American actress (born 1971)

Nicki Micheaux is an American actress, known for her role as Jennifer 'Jenn' Sutton in the ABC Family drama series Lincoln Heights (2007–2009), for which she received two NAACP Image Award for Outstanding Actress in a Drama Series nominations.

==Early life==
Micheaux was born in Detroit, Michigan, the daughter of a United States Army officer. She attended the University of Colorado Boulder where she enrolled in an acting class because she thought it would be easy. She found that, when acting, her endorphins would be "through the roof" and it would take her days to come down. Although CU Boulder did not stage many "black plays," she benefited from race-blind casting and, for example, was cast as a co-lead in Come Back to the 5 & Dime, Jimmy Dean, Jimmy Dean.

==Career==
Micheaux began her career appearing in supporting film roles and playing guest-starring parts on television shows include ER, Any Day Now and City of Angels. From 2001 to 2002, she had the recurring role on the Showtime drama series Soul Food. She later had the recurring roles on HBO drama Six Feet Under as Karla Charles and FX crime drama The Shield as Trish George. In film, Micheaux has appeared in Sweet Jane, Ringmaster (1998), The Trials of Cate McCall (2013) and The Pact 2 (2014). She also co-starred opposite Halle Berry in the 2005 television film Their Eyes Were Watching God.
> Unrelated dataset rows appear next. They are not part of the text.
PR #2255, opened 2023-05-17
🐛 [RUMF-1499] Don't send duration for resources crossing a page frozen state

amortemousque:
## Motivation

The resource duration for XHR and fetch is computed by the SDK if the corresponding resource timing isn’t found. If during the resource a page frozen state happens, we will wrongfully compute the duration:

image

 In these cases the browser SDK will now send resources without duration.

## Changes

Check if the request crossed a frozen state in resourceCollection.ts

## Testing

- [x] Local
- [ ] Staging
- [x] Unit
- [ ] End to end

---

### DIFF
--- a/packages/rum-core/src/domain/rumEventsCollection/resource/resourceCollection.ts
+++ b/packages/rum-core/src/domain/rumEventsCollection/resource/resourceCollection.ts
@@ -25,6 +25,7 @@ import { LifeCycleEventType } from '../../lifeCycle'
 import type { RequestCompleteEvent } from '../../requestCollection'
 import type { RumSessionManager } from '../../rumSessionManager'
 import type { PageStateHistory } from '../../contexts/pageStateHistory'
+import { PageState } from '../../contexts/pageStateHistory'
 import { matchRequestTiming } from './matchRequestTiming'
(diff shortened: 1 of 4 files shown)


packages/rum-core/src/domain/rumEventsCollection/resource/resourceCollection.ts
```diff
@@ -224,3 +225,16 @@ function computePageStateInfo(pageStateHistory: PageStateHistory, startClocks: C
     },
   }
 }
+
+function computeRequestDuration(pageStateHistory: PageStateHistory, startClocks: ClocksState, duration: Duration) {
+  // TODO remove FF in next major
```
bcaudan, line 230: **❓ question:** ‏Do we need to wait for a major?

amortemousque: We could have some customers that rely on before_send and expect resource.duration to be defined

BenoitZugmeyer (approved):

bcaudan (approved):
it should probably be a ⚗️ instead of 🐛

PR #2294, opened 2023-06-14
💥[RUMF-1229] Logs: remove `error.origin` attribute

bcaudan:
## Motivation

Since the introduction of the `origin` attribute on all logs, `error.origin` is redundant.

## Changes

- Drop logs `error.origin` attribute in favour of `origin` attribute.
- Improve logs types

## Testing

- [x] Local
- [ ] Staging
- [x] Unit
- [ ] End to end

---

### DIFF
--- a/packages/logs/src/domain/logsCollection/console/consoleCollection.spec.ts
+++ b/packages/logs/src/domain/logsCollection/console/consoleCollection.spec.ts
@@ -1,14 +1,13 @@
-import { ErrorSource, noop } from '@datadog/browser-core'
+import { ErrorSource, noop, objectEntries } from '@datadog/browser-core'
 import type { RawConsoleLogsEvent } from '../../../rawLogsEvent.types'
 import { validateAndBuildLogsConfiguration } from '../../configuration'
 import type { RawLogsEventCollectedData } from '../../lifeCycle'
 import { LifeCycle, LifeCycleEventType } from '../../lifeCycle'
-import { StatusType } from '../../logger'
-import { startConsoleCollection } from './consoleCollection'
+import { startConsoleCollection, LogStatusForApi } from './consoleCollection'
 
 describe('console collection', () => {
   const initConfiguration = { clientToken: 'xxx', service: 'service' }
-  let consoleLogSpy: jasmine.Spy
+  let consoleSpies: { [key: string]: jasmine.Spy }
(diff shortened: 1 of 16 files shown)


packages/logs/src/domain/logsCollection/console/consoleCollection.spec.ts
```diff
@@ -58,7 +58,6 @@ describe('console collection', () => {
     console.error('foo', 'bar')
 
     expect(rawLogsEvents[0].rawLogsEvent.error).toEqual({
-      origin: ErrorSource.CONSOLE,
```
yannickadam, line 61: 💭 Maybe we could have one test checking on `rawLogsEvents[0].rawLogsEvent` to ensure `origin` is `ErrorSource.CONSOLE` when using `console.error` ?

bcaudan: I'd say that it is addressed by the test above: https://github.com/DataDog/browser-sdk/blob/991e97418579256bf36d38e3cbdaf77c7d6052c1/packages/logs/src/domain/logsCollection/console/consoleCollection.spec.ts#L31-L46

However, we could have this test for each status and not only for log.
wdyt?

yannickadam: Yes I was thinking that adding `console.error` would be good, but indeed `console.*` is even better.

packages/logs/src/domain/logsCollection/console/consoleCollection.spec.ts
```diff
@@ -20,32 +19,43 @@ describe('console collection', () => {
...
 
-    expect(rawLogsEvents[0].rawLogsEvent).toEqual({
-      date: jasmine.any(Number),
-      message: 'foo bar',
-      status: StatusType.info,
-      origin: ErrorSource.CONSOLE,
-      error: undefined,
-    })
+      /* eslint-disable-next-line no-console */
+      ;(console as BrowserConsole)[api]('foo', 'bar')
```
yannickadam, line 47: 💭 Would that work?

```suggestion
      console[api as keyof typeof LogStatusForApi]('foo', 'bar')
```

yannickadam (approved):

PR #2301, opened 2023-06-21
🐛 Handle local storage replication latency

yannickadam:
## Motivation

When instantiating two browser windows within a short interval (<10ms), there is a high risk that the lock mechanism will not work for local storage. There is a replication latency between browser windows of ~5ms (according to tests).

## Changes

- Postpone reading the lock by 7ms in case local storage is used. This leaves time for the storage to synchronize.
- Remove the lock when we reach max tries. 
--  The chances for this situation to happen with cookies is extremely low as we'd need to kill the browser in the middle of processStoreOperations, with a lock acquired.
-- However, the chances for this to happen are much higher for local storage: around 7 out of 1000 per opened window.

## Testing

- [x] Local
- [ ] Staging
- [x] Unit
- [ ] End to end

---

### DIFF
--- a/packages/core/src/domain/session/sessionStoreOperations.spec.ts
+++ b/packages/core/src/domain/session/sessionStoreOperations.spec.ts
@@ -4,13 +4,8 @@ import type { CookieOptions } from '../../browser/cookie'
 import { initCookieStrategy } from './storeStrategies/sessionInCookie'
 import { initLocalStorageStrategy } from './storeStrategies/sessionInLocalStorage'
 import type { SessionState } from './sessionState'
-import { expandSessionState, toSessionString } from './sessionState'
-import {
-  processSessionStoreOperations,
-  isLockEnabled,
-  LOCK_MAX_TRIES,
-  LOCK_RETRY_DELAY,
-} from './sessionStoreOperations'
+import { expandSessionState, toSessionString, toSessionState } from './sessionState'
+import { processSessionStoreOperations, LOCK_MAX_TRIES, LOCK_RETRY_DELAY } from './sessionStoreOperations'
 import { SESSION_STORE_KEY } from './storeStrategies/sessionStoreStrategy'
 
 const cookieOptions: CookieOptions = {}
@@ -49,7 +44,7 @@ const cookieOptions: CookieOptions = {}
 
     describe('with lock access disabled', () => {
       beforeEach(() => {
-        isLockEnabled() && pending('lock-access required')
+        sessionStoreStrategy.lockOptions.enabled && pending('lock-access required')
       })
 
       it('should persist session when process returns a value', () => {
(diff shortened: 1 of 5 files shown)


packages/core/src/domain/session/sessionStoreOperations.spec.ts
```diff
@@ -236,18 +252,36 @@ const cookieOptions: CookieOptions = {}
...
+        processSessionStoreOperations({ process: processSpy, after: afterSpy }, sessionStoreStrategy)
+
+        const lockMaxTries = sessionStoreStrategy.lockOptions.enabled ? LOCK_MAX_TRIES : 0
+        const lockRetryDelay = sessionStoreStrategy.lockOptions.enabled ? LOCK_RETRY_DELAY : 0
+
+        clock.tick(lockMaxTries * lockRetryDelay)
+
+        expect(toSessionState(stubStorage.currentValue(storageKey)).lock).toBeUndefined()
+
+        clock.cleanup()
```
BenoitZugmeyer, line 281: **💬 suggestion:** ‏cleanups need to be in an `afterEach` hook (or maybe a `finally` statement?) else if the test is failing midway, it'll interfer with other tests.

packages/core/src/domain/session/sessionStoreOperations.ts
```diff
@@ -10,54 +9,89 @@ type Operations = {
...
+    // Try to acquire our lock
+    if (currentSession.lock === undefined) {
+      currentLock = generateUUID()
+      currentSession.lock = currentLock
+      persistSession(currentSession)
+
+      // Here, typically for local storage, we must WAIT before retrieving the lock. Else, there is a chance another
+      // process can unknowingly write to the storage. This happens because of a latency to replicate the written value.
+      if (lockOptions.synchronizationLatency > 0) {
+        retryLater(operations, sessionStoreStrategy, numberOfRetries, lockOptions.synchronizationLatency)
```
BenoitZugmeyer, line 75: **💬 suggestion:** ‏`retry` is a bit confusing here, as you don't want to retry but actually continue the operation after a short while.

Maybe you could define a function that wraps everything after this `if`, and call it in a timeout:

```ts
      if (lockOptions.synchronizationLatency > 0) {
        setTimeout(onLockWritten, lockOptions.synchronizationLatency)
      } else {
        onLockWritten()
      }

  function onLockWritten() {
    if (lockOptions.enabled) {
      // If there is no latency, we retrieve our session to check we're still owner of our lock.
      // If the lock has changed, postpone the operation
      currentSession = retrieveSession()
      if (currentSession.lock !== currentLock) {
        retryLater(operations, sessionStoreStrategy, numberOfRetries)
        return
      }
    }

    let processedSession = operations.process(currentSession)

    if (lockOptions.enabled) {
      // If the lock has changed after process, retry later
      currentSession = retrieveSession()
      if (currentSession.lock !== currentLock) {
        retryLater(operations, sessionStoreStrategy, numberOfRetries)
        return
      }
    }

    ...
  }
```

Also, with this design, you wouldn't need to store the current lock value in the module scope (which adds complexity)

PR #2306, opened 2023-06-27
🐛 [RUM-231] Fix location.origin is "null" for file: URIs

amortemousque:
## Motivation

On Firefox window.location.origin is "null" for file: URIs, making our url normalisation fail.
(cf: https://bugzilla.mozilla.org/show_bug.cgi?id=878297)

## Changes

Update getLinkElementOrigin to handle "null" case

## Testing

- [x] Local
- [ ] Staging
- [ ] Unit
- [ ] End to end

---

### DIFF
--- a/packages/core/src/tools/utils/urlPolyfill.spec.ts
+++ b/packages/core/src/tools/utils/urlPolyfill.spec.ts
@@ -1,5 +1,14 @@
 import { isFirefox } from '../../../test'
-import { getHash, getOrigin, getPathName, getSearch, isValidUrl, normalizeUrl, getLocationOrigin } from './urlPolyfill'
+import {
+  getHash,
+  getOrigin,
+  getPathName,
+  getSearch,
+  isValidUrl,
+  normalizeUrl,
+  getLocationOrigin,
+  getLinkElementOrigin,
+} from './urlPolyfill'
 
 describe('normalize url', () => {
   it('should add origin to relative path', () => {
@@ -15,8 +24,13 @@ describe('normalize url', () => {
   })
 
   it('should keep non http url unchanged', () => {
+    expect(normalizeUrl('ftp://foo.com/my/path')).toEqual('ftp://foo.com/my/path')
+  })
+
+  it('should keep file url unchanged', () => {
     if (isFirefox()) {
-      pending('https://bugzilla.mozilla.org/show_bug.cgi?id=1578787')
+      // On firefox, URL host is empty for file URI: 'https://bugzilla.mozilla.org/show_bug.cgi?id=1578787'
+      expect(normalizeUrl('file://foo.com/my/path')).toMatch(/^file:\/\/.*\/my\/path$/)
     }
     expect(normalizeUrl('file://foo.com/my/path')).toEqual('file://foo.com/my/path')
   })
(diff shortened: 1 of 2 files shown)


packages/core/src/tools/utils/urlPolyfill.ts
```diff
@@ -12,10 +12,6 @@ export function isValidUrl(url: string) {
   }
 }
 
-export function haveSameOrigin(url1: string, url2: string) {
```
amortemousque, line 15: Not used

packages/core/src/tools/utils/urlPolyfill.ts
```diff
@@ -77,11 +73,12 @@ export function getLocationOrigin() {
 }
 
 /**
- * IE fallback
- * https://developer.mozilla.org/en-US/docs/Web/API/HTMLHyperlinkElementUtils/origin
+ * Fallback
+ * On IE HTMLAnchorElement origin is not supported: https://developer.mozilla.org/en-US/docs/Web/API/HTMLHyperlinkElementUtils/origin
+ * On Firefox window.location.origin is "null" for file: URIs: https://bugzilla.mozilla.org/show_bug.cgi?id=878297
```
bcaudan, line 78: **💬 suggestion:** ‏what about adding a test case for file URI?

amortemousque: Hum, there are two issues with Firefox with file URI:
- The URL.origin contain a "null"
- The URL.host is empty

Which is why we have this [check](https://github.com/DataDog/browser-sdk/blob/91ff5786bd99a3ad8059d7f0f677c2ea550351e6/packages/core/src/tools/utils/urlPolyfill.spec.ts#L26) in our tests

My fix was only not to make the normalizeUrl() break on firefox for file URI, however `normalizeUrl("file://foo.bar")` will return
- "file:///" for firefox
- "file://foo.bar" for other browser 

I tried to reflect that in our tests

packages/core/src/tools/utils/urlPolyfill.spec.ts
```diff
@@ -15,8 +24,13 @@ describe('normalize url', () => {
   })
 
   it('should keep non http url unchanged', () => {
+    expect(normalizeUrl('ftp://foo.com/my/path')).toEqual('ftp://foo.com/my/path')
+  })
+
+  it('should keep file url unchanged', () => {
     if (isFirefox()) {
-      pending('https://bugzilla.mozilla.org/show_bug.cgi?id=1578787')
+      // On firefox, URL host is empty for file URI: 'https://bugzilla.mozilla.org/show_bug.cgi?id=1578787'
```
amortemousque, line 32: I made the test for firefox ignoring the host so that if they fix the issue the test still works

packages/core/src/tools/utils/urlPolyfill.spec.ts
```diff
@@ -15,8 +24,13 @@ describe('normalize url', () => {
...
+      expect(normalizeUrl('file://foo.com/my/path')).toMatch(/^file:\/\/.*\/my\/path$/)
```
amortemousque, line 33: I made the test for firefox ignoring the host so that if they fix the issue the test still works

bcaudan: I'd be in favour of not doing that.
It would make the test clearer to have the exact output and when the issue will be solved and after we update the firefox version, we could remove this if instead of keeping it.

packages/core/src/tools/utils/urlPolyfill.spec.ts
```diff
@@ -66,3 +81,9 @@ describe('getHash', () => {
     expect(getHash('http://www.datadoghq.com/foo/bar?a=b#hello')).toBe('#hello')
   })
 })
+
+describe('getLinkElementOrigin', () => {
+  it('should retrieve the url origin if URL origin is "null"', () => {
+    expect(getLinkElementOrigin({ origin: 'null', host: 'foo.bar', protocol: 'file:' } as URL)).toBe('file://foo.bar')
+  })
+})
```
bcaudan, line 89: **💬 suggestion:** Since we already have tests on `getOrigin`, could we test this case with `getOrigin`?

bcaudan (approved):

From 2007 to 2009, Micheaux played Jennifer 'Jenn' Sutton in the ABC Family drama series Lincoln Heights. She received two NAACP Image Award for Outstanding Actress in a Drama Series nominations for her role on series. She also guest-starred on Brothers & Sisters, Castle and The Mentalist. In 2016, Micheaux was cast in a recurring role in the TNT drama series Animal Kingdom playing detective Sandra Yates. She later had a recurring role in Colony, S.W.A.T., Good Trouble, Shameless and In the Dark. She played the leading role in the 2017 comedy-thriller film, Lowlife receiving positive reviews from critics.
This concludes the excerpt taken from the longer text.